PR #1818, opened 2024-11-29
Feature/gsye 810

hannesdiedrich:

## Proposed changes

-

**INTEGRATION_TESTS_BRANCH**=feature/GSYE-810
**GSY_FRAMEWORK_BRANCH**=feature/GSYE-810


tests/strategies/energy_parameters/test_tank_energy_parameters.py
```diff
@@ -28,59 +28,59 @@ def setup_method(self):
         self._datetime = datetime(2023, 1, 1, 0, 0)
 
     def test_increase_tanks_temp_from_heat_energy(self):
-        self._tanks.increase_tanks_temp_from_heat_energy(1, self._datetime)
+        self._tanks.increase_tanks_temp_from_heat_energy(5000, self._datetime)
```
hannesdiedrich, line 31: @spyrostz You need 4186 J to heat up one liter of water by 1 degree. Hence, in our cases where we talk about hundrets of liters we should change to use kJ as unit for the heat demand profile in order to not have too large numbers, for the input as well as for the output. What do you think?
If you agree, I will add a ticket for this.

src/gsy_e/constants.py
```diff
@@ -22,12 +22,13 @@
 import os
 
 from gsy_framework.constants_limits import DATE_TIME_FORMAT, DATE_TIME_UI_FORMAT, TIME_ZONE  # NOQA
-from gsy_framework.constants_limits import TIME_FORMAT, DATE_FORMAT, GlobalConfig  # NOQA
+from gsy_framework.constants_limits import (  # NOQA
+    TIME_FORMAT,
+    DATE_FORMAT,
```
spyrostz, line 27: Are these 2 and the NOQA required?

src/gsy_e/models/strategy/energy_parameters/heatpump/cop_models/cop_models.py
```diff
@@ -0,0 +1,141 @@
...
+        # Power consumption (P) calculation
+        return self._model["Pref"] * CAPFT * HEIRFT * HEIRFPLR
+
+    def calc_cop(self, source_temp_C: float, tank_temp_C: float, heat_demand_kW: float):
+        assert heat_demand_kW is not None, "heat demand should be provided"
+        if heat_demand_kW == 0:
+            return 0
+        electrical_power_kW = self._calc_power(source_temp_C, tank_temp_C, heat_demand_kW)
+        if electrical_power_kW <= 0:
+            log.debug(
```
spyrostz, line 90: I would write an error here, and also I would prepend the configuration / simulation id in case this error will be logged in deployed environment.

src/gsy_e/models/strategy/energy_parameters/heatpump/cop_models/cop_models.py
```diff
@@ -0,0 +1,141 @@
...
+                self.model_type.name,
+                round(source_temp_C, 2),
+                round(tank_temp_C, 2),
+                round(heat_demand_kW, 2),
+                round(electrical_power_kW, 2),
+            )
+            return 0
+        cop = heat_demand_kW / electrical_power_kW
+        if cop > 6:
+            log.debug(
```
spyrostz, line 103: Same here, an error log and a reference to the configuration uuid will be nice to have

src/gsy_e/constants.py
hannesdiedrich: I had to check myself again, too.
yes, we have a lot of imports in other modules that source these ones:
```python
from gsy_e.constants import TIME_ZONE
```
I am not sure whether this is good practice. Should I remove them and directly import from gsy-framework?

src/gsy_e/models/strategy/energy_parameters/heatpump/cop_models/cop_models.py
hannesdiedrich: This might clutter or logs, but OK, let's do it and see how often this happens.

src/gsy_e/models/strategy/energy_parameters/heatpump/heat_pump.py
```diff
@@ -294,20 +306,17 @@ def _calc_cop(self, time_slot: DateTime) -> float:
...
+        # 1 J = 1 W s
+        heat_demand_kW = (
+            self._heat_demand_Q_J.get_value(time_slot) / self._slot_length.total_seconds() / 1000
+            if self._heat_demand_Q_J
+            else None
+        )
+        return self._cop_model.calc_cop(
+            source_temp_C=self._source_temp_C.get_value(time_slot),
+            tank_temp_C=self._state.tanks.get_average_tank_temperature(time_slot),
+            heat_demand_kW=heat_demand_kW,
```
spyrostz, line 318: Nothing to do here, I took a long time reviewing whether this will break the existing strategies, but as far as I saw the old strategies should operate like before so all good!

spyrostz (commented):
Some comments, LGTM already

src/gsy_e/constants.py
spyrostz: I think that the best practice is to remove them from here actually and directly import them. I checked too and I think that the only reason why we had them like these were in order to use them as `gsy_e.constants.TIME_FORMAT`, however unless I do not see something, this can be replaced by a direct import. Therefore I would reecommend to take the time and remove them, and thanks!

hannesdiedrich: ok, will do.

###

The answer should be an exact copy of the data.

[WRITTEN REPLY]:
PR #1818, opened 2024-11-29
Feature/gsye 810

hannesdiedrich:

## Proposed changes

-

**INTEGRATION_TESTS_BRANCH**=feature/GSYE-810
**GSY_FRAMEWORK_BRANCH**=feature/GSYE-810


tests/strategies/energy_parameters/test_tank_energy_parameters.py
```diff
@@ -28,59 +28,59 @@ def setup_method(self):
         self._datetime = datetime(2023, 1, 1, 0, 0)
 
     def test_increase_tanks_temp_from_heat_energy(self):
-        self._tanks.increase_tanks_temp_from_heat_energy(1, self._datetime)
+        self._tanks.increase_tanks_temp_from_heat_energy(5000, self._datetime)
```
hannesdiedrich, line 31: @spyrostz You need 4186 J to heat up one liter of water by 1 degree. Hence, in our cases where we talk about hundrets of liters we should change to use kJ as unit for the heat demand profile in order to not have too large numbers, for the input as well as for the output. What do you think?
If you agree, I will add a ticket for this.

src/gsy_e/constants.py
```diff
@@ -22,12 +22,13 @@
 import os
 
 from gsy_framework.constants_limits import DATE_TIME_FORMAT, DATE_TIME_UI_FORMAT, TIME_ZONE  # NOQA
-from gsy_framework.constants_limits import TIME_FORMAT, DATE_FORMAT, GlobalConfig  # NOQA
+from gsy_framework.constants_limits import (  # NOQA
+    TIME_FORMAT,
+    DATE_FORMAT,
```
spyrostz, line 27: Are these 2 and the NOQA required?

src/gsy_e/models/strategy/energy_parameters/heatpump/cop_models/cop_models.py
```diff
@@ -0,0 +1,141 @@
...
+        # Power consumption (P) calculation
+        return self._model["Pref"] * CAPFT * HEIRFT * HEIRFPLR
+
+    def calc_cop(self, source_temp_C: float, tank_temp_C: float, heat_demand_kW: float):
+        assert heat_demand_kW is not None, "heat demand should be provided"
+        if heat_demand_kW == 0:
+            return 0
+        electrical_power_kW = self._calc_power(source_temp_C, tank_temp_C, heat_demand_kW)
+        if electrical_power_kW <= 0:
+            log.debug(
```
spyrostz, line 90: I would write an error here, and also I would prepend the configuration / simulation id in case this error will be logged in deployed environment.

src/gsy_e/models/strategy/energy_parameters/heatpump/cop_models/cop_models.py
```diff
@@ -0,0 +1,141 @@
...
+                self.model_type.name,
+                round(source_temp_C, 2),
+                round(tank_temp_C, 2),
+                round(heat_demand_kW, 2),
+                round(electrical_power_kW, 2),
+            )
+            return 0
+        cop = heat_demand_kW / electrical_power_kW
+        if cop > 6:
+            log.debug(
```
spyrostz, line 103: Same here, an error log and a reference to the configuration uuid will be nice to have

src/gsy_e/constants.py
hannesdiedrich: I had to check myself again, too.
yes, we have a lot of imports in other modules that source these ones:
```python
from gsy_e.constants import TIME_ZONE
```
I am not sure whether this is good practice. Should I remove them and directly import from gsy-framework?

src/gsy_e/models/strategy/energy_parameters/heatpump/cop_models/cop_models.py
hannesdiedrich: This might clutter or logs, but OK, let's do it and see how often this happens.

src/gsy_e/models/strategy/energy_parameters/heatpump/heat_pump.py
```diff
@@ -294,20 +306,17 @@ def _calc_cop(self, time_slot: DateTime) -> float:
...
+        # 1 J = 1 W s
+        heat_demand_kW = (
+            self._heat_demand_Q_J.get_value(time_slot) / self._slot_length.total_seconds() / 1000
+            if self._heat_demand_Q_J
+            else None
+        )
+        return self._cop_model.calc_cop(
+            source_temp_C=self._source_temp_C.get_value(time_slot),
+            tank_temp_C=self._state.tanks.get_average_tank_temperature(time_slot),
+            heat_demand_kW=heat_demand_kW,
```
spyrostz, line 318: Nothing to do here, I took a long time reviewing whether this will break the existing strategies, but as far as I saw the old strategies should operate like before so all good!

spyrostz (commented):
Some comments, LGTM already

src/gsy_e/constants.py
spyrostz: I think that the best practice is to remove them from here actually and directly import them. I checked too and I think that the only reason why we had them like these were in order to use them as `gsy_e.constants.TIME_FORMAT`, however unless I do not see something, this can be replaced by a direct import. Therefore I would reecommend to take the time and remove them, and thanks!

hannesdiedrich: ok, will do.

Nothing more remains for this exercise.